*THE TASK*: Taking the line with "You can specify" as the first and the line with "This PR fixes the above issue." as the last, set down exactly every line in that range from the entries below, and no more.

[Saved data entries]
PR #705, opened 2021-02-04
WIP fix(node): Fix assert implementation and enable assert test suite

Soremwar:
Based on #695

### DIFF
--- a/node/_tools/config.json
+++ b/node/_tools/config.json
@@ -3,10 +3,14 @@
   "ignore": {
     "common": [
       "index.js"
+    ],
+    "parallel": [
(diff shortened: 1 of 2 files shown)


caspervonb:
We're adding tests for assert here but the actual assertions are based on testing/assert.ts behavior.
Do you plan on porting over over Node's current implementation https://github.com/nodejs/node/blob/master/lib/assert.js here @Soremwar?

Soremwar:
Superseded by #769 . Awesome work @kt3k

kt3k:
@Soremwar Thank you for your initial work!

---

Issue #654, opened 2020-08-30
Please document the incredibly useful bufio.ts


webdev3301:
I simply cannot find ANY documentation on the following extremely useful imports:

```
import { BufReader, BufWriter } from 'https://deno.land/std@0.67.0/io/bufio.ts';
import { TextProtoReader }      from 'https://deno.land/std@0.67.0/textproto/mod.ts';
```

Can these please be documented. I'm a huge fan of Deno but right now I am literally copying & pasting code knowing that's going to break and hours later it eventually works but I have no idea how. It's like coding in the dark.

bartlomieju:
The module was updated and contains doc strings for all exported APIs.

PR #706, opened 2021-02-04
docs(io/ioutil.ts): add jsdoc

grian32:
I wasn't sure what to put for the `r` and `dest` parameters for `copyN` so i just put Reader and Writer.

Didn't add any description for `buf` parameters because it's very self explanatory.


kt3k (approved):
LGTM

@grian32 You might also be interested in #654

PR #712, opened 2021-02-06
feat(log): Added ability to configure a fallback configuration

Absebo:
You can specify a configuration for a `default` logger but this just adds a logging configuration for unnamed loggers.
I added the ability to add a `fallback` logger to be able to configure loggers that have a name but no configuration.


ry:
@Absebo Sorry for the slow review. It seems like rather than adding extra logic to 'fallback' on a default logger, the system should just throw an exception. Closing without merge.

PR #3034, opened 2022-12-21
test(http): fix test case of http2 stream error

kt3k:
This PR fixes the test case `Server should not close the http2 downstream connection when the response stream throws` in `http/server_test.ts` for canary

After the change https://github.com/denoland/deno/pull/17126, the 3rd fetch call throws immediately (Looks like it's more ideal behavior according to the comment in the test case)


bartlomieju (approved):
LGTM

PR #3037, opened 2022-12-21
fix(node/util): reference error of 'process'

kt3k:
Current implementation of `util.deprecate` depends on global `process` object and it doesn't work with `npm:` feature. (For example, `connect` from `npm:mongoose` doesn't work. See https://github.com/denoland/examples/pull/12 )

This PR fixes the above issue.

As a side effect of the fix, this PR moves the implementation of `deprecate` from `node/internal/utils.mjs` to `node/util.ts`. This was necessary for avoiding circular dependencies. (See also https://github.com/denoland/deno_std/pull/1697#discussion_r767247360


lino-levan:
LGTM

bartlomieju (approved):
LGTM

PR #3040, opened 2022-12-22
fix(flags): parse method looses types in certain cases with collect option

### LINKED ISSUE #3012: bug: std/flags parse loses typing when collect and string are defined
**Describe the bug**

* * *

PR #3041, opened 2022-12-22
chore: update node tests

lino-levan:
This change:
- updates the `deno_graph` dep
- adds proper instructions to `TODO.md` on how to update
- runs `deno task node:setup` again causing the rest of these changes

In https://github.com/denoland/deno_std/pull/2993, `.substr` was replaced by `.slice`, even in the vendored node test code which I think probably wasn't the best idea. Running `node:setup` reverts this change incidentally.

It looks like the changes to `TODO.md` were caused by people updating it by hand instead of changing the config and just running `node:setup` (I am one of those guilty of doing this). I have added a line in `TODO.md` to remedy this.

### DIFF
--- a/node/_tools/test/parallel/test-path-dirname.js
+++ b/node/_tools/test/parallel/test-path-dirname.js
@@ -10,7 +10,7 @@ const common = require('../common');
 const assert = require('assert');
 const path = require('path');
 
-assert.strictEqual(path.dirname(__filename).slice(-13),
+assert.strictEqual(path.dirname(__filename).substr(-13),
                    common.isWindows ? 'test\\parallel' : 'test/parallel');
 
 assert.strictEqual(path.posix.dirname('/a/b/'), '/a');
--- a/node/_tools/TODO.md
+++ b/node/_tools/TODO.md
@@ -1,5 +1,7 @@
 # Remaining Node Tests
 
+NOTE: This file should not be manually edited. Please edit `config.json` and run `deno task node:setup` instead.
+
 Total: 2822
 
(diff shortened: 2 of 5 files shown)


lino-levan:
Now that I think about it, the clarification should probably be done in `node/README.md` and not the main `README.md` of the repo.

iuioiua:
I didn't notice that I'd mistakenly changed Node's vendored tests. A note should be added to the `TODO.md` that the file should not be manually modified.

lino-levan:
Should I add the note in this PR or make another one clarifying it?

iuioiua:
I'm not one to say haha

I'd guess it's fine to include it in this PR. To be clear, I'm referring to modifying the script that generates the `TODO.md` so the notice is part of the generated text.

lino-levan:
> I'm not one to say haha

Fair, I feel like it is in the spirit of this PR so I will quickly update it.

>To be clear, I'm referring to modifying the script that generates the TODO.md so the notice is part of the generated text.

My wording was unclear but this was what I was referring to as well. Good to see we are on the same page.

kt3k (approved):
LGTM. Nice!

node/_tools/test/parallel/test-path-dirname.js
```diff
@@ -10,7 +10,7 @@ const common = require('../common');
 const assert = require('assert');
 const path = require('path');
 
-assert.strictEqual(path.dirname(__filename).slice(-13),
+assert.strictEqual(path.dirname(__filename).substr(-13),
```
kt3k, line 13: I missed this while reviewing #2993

*REPLY*:
You can specify a configuration for a `default` logger but this just adds a logging configuration for unnamed loggers.
I added the ability to add a `fallback` logger to be able to configure loggers that have a name but no configuration.


ry:
@Absebo Sorry for the slow review. It seems like rather than adding extra logic to 'fallback' on a default logger, the system should just throw an exception. Closing without merge.

PR #3034, opened 2022-12-21
test(http): fix test case of http2 stream error

kt3k:
This PR fixes the test case `Server should not close the http2 downstream connection when the response stream throws` in `http/server_test.ts` for canary

After the change https://github.com/denoland/deno/pull/17126, the 3rd fetch call throws immediately (Looks like it's more ideal behavior according to the comment in the test case)


bartlomieju (approved):
LGTM

PR #3037, opened 2022-12-21
fix(node/util): reference error of 'process'

kt3k:
Current implementation of `util.deprecate` depends on global `process` object and it doesn't work with `npm:` feature. (For example, `connect` from `npm:mongoose` doesn't work. See https://github.com/denoland/examples/pull/12 )

This PR fixes the above issue.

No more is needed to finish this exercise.